"We show you how to process the future".
 
SYSTEMS MANAGER CORNER
 


» Security Corner

 

Systems Manager Corner

Disk Cache and Memory

Article 7/95

Last time we talked about how to find how much memory was allocated to the disk cache manager. Many sites find that their disk cache has been artificially restricted by someone placing a set_tuning_parameters command in their module_start_up.cm. Before you remove this restriction, you need to confirm that there is enough memory available, and that you will not adversely affect the amount of memory set aside for system, programs, and data.

Page faults are not a good indicator of whether memory is available. Most systems run with memory available, and also with significant page faulting. Page faults are caused by three events:

1) Loading a new program into memory. VOS loads an initial subset of the program into the process address space, and then begins the program's execution. This initial subset is minimal, and as it begins to execute the program will cause page faults as it references additional code segments that are not yet in memory.

2) Allocation of data space. As a program runs, it may call the VOS allocate function to acquire memory for data structures. The operation of acquiring and accessing this data can cause page faults.

3) Contention for memory, or thrashing. If there are too many processes demanding memory, the system will "thrash." This means that memory pages, in use by a process, must be flushed out to disk in order for a competing process to run. This particular type of page faulting is known as a "force-evict" page fault, or "eviction."

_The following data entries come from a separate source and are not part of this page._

PR #23579, opened 2022-08-27
chore(webkit): add video recording

flotwig:
- For #6422 

### User facing changelog

n/a

### Additional details

- Moves browser-specific video recording logic out of `run.ts` and in to the `browsers/*` drivers.
	- This happened in https://github.com/cypress-io/cypress/pull/23579/commits/e3b197998b34efc110a6ca087ada8beb0a0838a5
	- Browsers now control the video recording more closely, and only expose a small API to `run.ts` (start/end/restart control)
- Adds WebKit video recording.
	- This necessitated the above refactor - WebKit only supports recording an entire Page session at a time, and it streams to disk, so we can't use the ffmpeg method we regularly use with WK.
- Adds a `webkit-system-tests` job. 60 `.it`s are skipped in this PR since they don't work yet. It breaks down like this:
	- 6 skipped due to needing multidomain support
	- 8 skipped due to missing before:browser:launch support
	- 22 skipped due to broken stack traces
	- 24 other
- But importantly for this PR, the `video_compression` system-test spec is unskipped and passing in WebKit
- [x] Depends on #23587

### Steps to test

Run a test project that records video in WebKit, for example:

```
yarn cypress:run --project ../cypress-test-tiny --browser webkit --config video=true
```

(the project needs to have `playwright-webkit` installed)

Video should be recorded to the videosFolder after doing this. No guarantee that the project won't fail for other reasons since WebKit is WIP.

### PR Tasks


packages/types/src/server.ts
```diff
@@ -4,11 +4,57 @@ import type { PlatformName } from './platform'
 
 export type WriteVideoFrame = (data: Buffer) => void
 
+export type VideoRecording = {
```
flotwig, line 7: I'm super open to input on these APIs, especially around naming and structure. I know it's currently not the smoothest experience. They're structured the way they are to avoid a complete refactor of this part of `run.ts`, where two complex, asynchronous code paths that are interdependent require different parts of the `BrowserVideoController` at different times:

https://github.com/cypress-io/cypress/blob/4ad2279d0fbe3c9e37bc5a886a6e48819f207834/packages/server/lib/modes/run.ts#L848-L879

packages/server/test/integration/cypress_spec.js
```diff
@@ -1024,7 +1024,6 @@ describe('lib/cypress', () => {
               browser: 'electron',
               foo: 'bar',
               onNewWindow: sinon.match.func,
-              writeVideoFrame: sinon.match.func,
```
flotwig, line 1027: Removed this unit assertion since it's complex to mock now and is covered by other Electron tests that record video.

packages/types/src/video.ts
```diff
@@ -0,0 +1,60 @@
...
+  outputOptions?: string[]
+  videoFilters?: string
+}
+
+export type WriteVideoFrame = (data: Buffer) => void
+
+export type VideoRecording = {
+  api: RunModeVideoApi
+  controller?: BrowserVideoController
+}
```
flotwig, line 19: I'm super open to input on these APIs, especially around naming and structure. I know it's currently not the smoothest experience. They're structured the way they are to avoid a complete refactor of this part of `run.ts`, where two complex, asynchronous code paths that are interdependent require different parts of the `BrowserVideoController` at different times:

https://github.com/cypress-io/cypress/blob/4ad2279d0fbe3c9e37bc5a886a6e48819f207834/packages/server/lib/modes/run.ts#L848-L879

weyert:
Nice, great job, that’s a nice approach to add video capturing for Playwright :)

rachelruderman:
@flotwig can you update the PR description with Steps to Test? 🙏

flotwig:
> can you update the PR description with Steps to Test? pray

@rachelruderman done

rachelruderman (approved):
Tried and tested!! Great job!!

lmiller1990:
I did not review this one yet (was not assigned, but can take a look this week) - but I did *test* it out as part of https://github.com/cypress-io/cypress/pull/23662 and the recording feature is working as expected, at least based on a few tests. I did not do more in depth testing yet.

Should we be able to see recordings in the dashboard from WK with this PR @flotwig? My understanding is WK is only installed during local dev, so I guess not?

packages/server/lib/browsers/firefox.ts
```diff
@@ -529,7 +536,7 @@ export async function open (browser: Browser, url: string, options: BrowserLaunc
     // user can overwrite this default with these env vars or --height, --width arguments
     MOZ_HEADLESS_WIDTH: '1280',
     MOZ_HEADLESS_HEIGHT: '721',
-  }) as LaunchedBrowser & { browserCriClient: BrowserCriClient}
+  }) as unknown as BrowserInstance
```
tbiethman, line 539: I haven't seen this before, tricky.

packages/types/src/video.ts
```diff
@@ -0,0 +1,60 @@
...
+ * Interface passed to the browser to enable capturing video.
+ */
+export type RunModeVideoApi = {
+  onError: (err: Error) => void
+  videoName: string
+  compressedVideoName: string
+  /**
+   * Create+use a new VideoController that uses ffmpeg to stream frames from `writeVideoFrame` to disk.
+   */
+  newFfmpegVideoController: (opts?: { webmInput?: boolean}) => Promise<BrowserVideoController>
```
tbiethman, line 51: This does stand out a bit. Using `new` here makes me think of instantiation, but users of this API shouldn't really care much about that level of granularity. It might help to rename this to `setFfmpegVideoController()` to better indicate that there's more than just instantiation going on? I guess it could be unintuitive to return a Promise from what looks like a setter....maybe `useFfmpegVideoController()`? Just spitballing here.

Doing so might also help bring some parity to the `setVideoController`, which seems mutually exclusive with `newFfmpegVideoController`. Could similarly rename it to `useVideoController` and match the return values so that it's more obvious that one or the other API should be used.

tbiethman (approved):

flotwig:
> Should we be able to see recordings in the dashboard from WK with this PR? My understanding is WK is only installed during local dev, so I guess not?

@lmiller1990 in the monorepo, it's a `devDependency`, we run most of our tests using the dev version of Cypress so we do have video: https://dashboard.cypress.io/projects/ypt4pf/runs/38732/test-results/abbf0e35-9475-4a03-a446-743cb06c5e22/video

packages/types/src/video.ts
flotwig: I like that, I made the change in [45e9b8f](https://github.com/cypress-io/cypress/pull/23579/commits/45e9b8f8e04b075f37966ef157f6d8b2f7020a2c)

packages/server/lib/browsers/firefox.ts
flotwig: Yeah... I don't know the "right" way to change the type of an object, type-safely, without using `class ... extends ...`. If there even is a way without `as unknown`. Would be nice to eventually remove the need for this.

lmiller1990: This one seems a quick fix https://github.com/cypress-io/cypress/pull/23693

I think what you are referring to is something like

```ts
function foo<T extends SomeBaseClass>(arg: T): T {
  // 
}
```

Now as long as `arg` extends `SomeBaseClass` you should get type safety (error if you don't extend the base class).

lmiller1990: Maybe like this? https://www.typescriptlang.org/play?#code/IYIwzgLgTsDGEAJYBthjAgagUwBYEsVsEBvAKAUoVEhngQHNtF8ATBACgEoEAuBWvgB2DMmKoIA7rmzZkYfkICuAWxDYoFKrAD2Q2kvg6oHabPmLV6qD3ISJEAmAB0ZuRgC8Ume62UAvmSBZChoGADCwFAI2AAeENhCrBg4BESkfghsCF4A5LBRuZmJDMLY-Lly2PBQhLkIAD4IuQAOzFA6yEWZuvrQhhDGHCVlFVU1dY3NbdCdubaZEmBKbSYALFyLVI74LiNCxF772Jn+CEFioegIAEL4ANbEcQlJKXiEyMR2VNl5IA-YIoSFQ6VhyCogFSxepNXIgpRCCDAYQw5odYCsboSXoGIwmEFg5AQqGouE6BFIlFTXLozELexUZarDgAJk2DMoOxcBLkOQQPOQp3OwQAZgj4Pg9IwoLIIAAeAAqMXiiWSWHeRAAfBwWsAAJ7IHQY-gK+lIPRgTrYZyGhgcAAGCr1bSyGAAJCRdQajaxnGwzpJ8I4EB6vYaMa4fPIzso1BoEDoRd5zC57ZtggwZcwOAdJAhIiZKp8JrB5ptM7Kc9g83dHhwyRTkUIy2QgA

Also works with `interface` and plain objects ... not just limited to `class`.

Evictions are bad. They cause significant overhead, and result in significant degradation of the computer system. There is only one way to detect evictions, and that is through the analyze_system page_meters command.

Last month I gave you the macro mon_disks.cm. If you have been running this, you have been gathering data on the state of your cache, disks, and memory. The numbers that we want to look at are in the page_meters report. Examine the "Free Pages:" and "Force evict:" lines (shown in bold face below).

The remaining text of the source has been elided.